Finite Blocklength Analysis for Optical Fiber MIMO Channels

The multiple-input and multiple-output (MIMO) technique is considered as a promising approach for improving the throughput and reliability of optical fiber communications. However, the finite blocklength (FBL) analysis of optical fiber MIMO systems is not available in the literature. Considering the Jacobi MIMO channel, which was proposed to model the nearly lossless propagation and the crosstalks in optical fiber channels, this paper studies the optimal average error probability (OAEP) of optical fiber multicore/multimode systems in the FBL regime. In particular, we consider the case where the coding rate is in the O (1/√ LM) proximity of the capacity, with M and L denoting the number of transmit channels and blocklength, respectively.

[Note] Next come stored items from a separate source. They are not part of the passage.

Issue #496, opened 2017-03-14
Text filter doesn't work with DibiFluentDataSource and PostgreSQL


elring:
When searching in text fields, grid in DataSource/DibiFluentDataSource.php in function applyFilterText at line 165 escapes column name with quotation marks. It results in SQL condition ("column" like '%aaa%'). 
But Dibi translates this to ('column' LIKE '%aaa%'), which (at least for PostgreSQL) means comparison of two strings, which results in selection of all records (when second string contains the first one) or empty result otherwise.
When I remove the quotation, everything works as expected. Don't know whether this is error of datagrid or Dibi.

paveljanda:
@elring I would create another data source class just for Postgre that would inherit from normal dibi data source, but would implement it's own `escapeLikeString()` (parent class - `DibiDataSource` would implement it too) and both datasources would be using the method.

Can you send a PR? :)

elring:
OK, I have done this for myself (probably not mergeable I think, but I can make PR if you think it makes sense). 

Made custom DibiFluentPostgreDataSource with only one method applyFilterText where I've commented-out the escape of column name.

Reason for this is, that the escape works correctly (the dibi Postgre Driver escapes the column name into "column"), but later the dibi where condition (in $this->data_source->where($or);) replaces the quotation marks (") with apostrophe ('). So I think this is bug in dibi... If I make simple dibi test with dibi:test('select column from blabla where "column" = 1') it has this bug too.

elring:
Sorry for multi-comment.

This is not bug of Dibi, but a feature (and probably bug in Datagrid). According to source (and doc) of dibi, it doesn't use database-native quotation, but its own style of identifier and character quotation (\`identifier\`, [identifier], 'string', "string"). So Datagrid should use this quotation and not try to use dibi-driver-specific-magic quotation (it is coincidence that it works for Mysql etc. because it use same quotation, but Postgresql use different marks than dibi). 

So correct way is to modify DibiFluentDataSource and always quote with [] or \`\`.

theo1024:
@paveljanda Is there any chance to merge this PR? I will really appreciate that, because I solving the same problem right now.

@elring Great job! Thank you for that!

PR #580, opened 2017-10-04
Fix for non-functional text filter in PostgreSQL + dibi

elring:
Fixes issue #496 + noted problem in Datagrid thread on Nette forum.

Created suggested DibiFluentPostgreDataSource with few modifications:
* avoid db specific escape of column name - use dibi quotation
* use ILIKE for fulltext search (PostgreSQL specific for case insensitive search)


paveljanda:
@elring Thanks!

PR #582, opened 2017-10-13
Fix click tracy bug

kravcik:
Any click on tracy - populate this problem. This commit fix it.

image

```
Uncaught TypeError: Cannot read property 'parentNode' of null
    at getEventDomPath (jsloader-f5339029bb94.js?1507884840:1246)
    at HTMLDocument.<anonymous> (jsloader-f5339029bb94.js?1507884840:1246)
```


paveljanda:
Already fidex

PR #588, opened 2017-11-21
disable validations when changing per page

zemekoule:
When new row or edit row forms are visible, changing per-page setting currently triggers their validation. This in turn prevents changing per-page setting.

My modification fixes it by specifically setting a validation scope on the per-page submit button.

P.S. We spoke about this when we met on Nette Camp this summer.


paveljanda:
Thanks

PR #3527, opened 2022-12-02
Don't start OpenResty explicitly

jandubois:
It will be started by OpenRC because both containerd and docker services have `need openresty` in their `depend` functions.


mook-as (approved):
This is managed as dependencies (via `/etc/init.d/{containerd,docker}`).

PR #3531, opened 2022-12-02
WiX: Don't override MSIINSTALLPERUSER in the server.

### LINKED ISSUE #3529: Error installing 1.6.0.462 MSI : missing various permissions
### Actual Behavior

The dialog boxes are unfortunately not copyable -- see the screen shots

### Rancher Desktop Version

1.6.0.462

Windows 10 Home

x64

mook-as:
MSI runs with UI first, and then reruns itself as the server.  After the user has selected the configuration in the UI, all configuration is passed to the server and the installer is run essentially as a silent install. In that second run, we should not override MSIINSTALLPER user coming from the first run.

To do so, we:
- Switch the `<SetProperty>` to `Sequence="first"`
- As a safeguard, only do so if either `WSLKERNELINSTALLED` or `MSIINSTALLPERUSER` is unset.  This ensures we do not regress bff47ac55f83781bc16a9e01482a1c45cc8b15c3.

Fixes #3529

### DIFF
--- a/build/wix/main.wxs
+++ b/build/wix/main.wxs
@@ -55,8 +55,8 @@
     <SetProperty Id="ALLUSERS" Sequence="both" After="ValidateProductID" Value="1">
       NOT WSLKERNELINSTALLED AND NOT Installed
     </SetProperty>
-    <SetProperty Id="MSIINSTALLPERUSER" Sequence="both" After="ValidateProductID" Value="0">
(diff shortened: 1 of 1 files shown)


ericpromislow (approved):
Everything works: cycle between installing this as MSI and EXE, both for single-user and all-users.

To this end, a central limit theorem (CLT) for the information density is first established in the asymptotic regime where the blocklength and the number of transmit, receive, and available channels approach infinity with fixed ratios. With the aid of the CLT, the closed-form upper and lower bounds for the OAEP with the concerned rate are then derived. It is shown that the derived bounds could degenerate to those for Rayleigh MIMO channels if the number of available channels goes to infinity. Numerical simulations indicate that the derived bounds are closer to the performance of low-density parity check (LDPC) coding schemes than outage probability, thus providing a better characterization with the concerned the rate.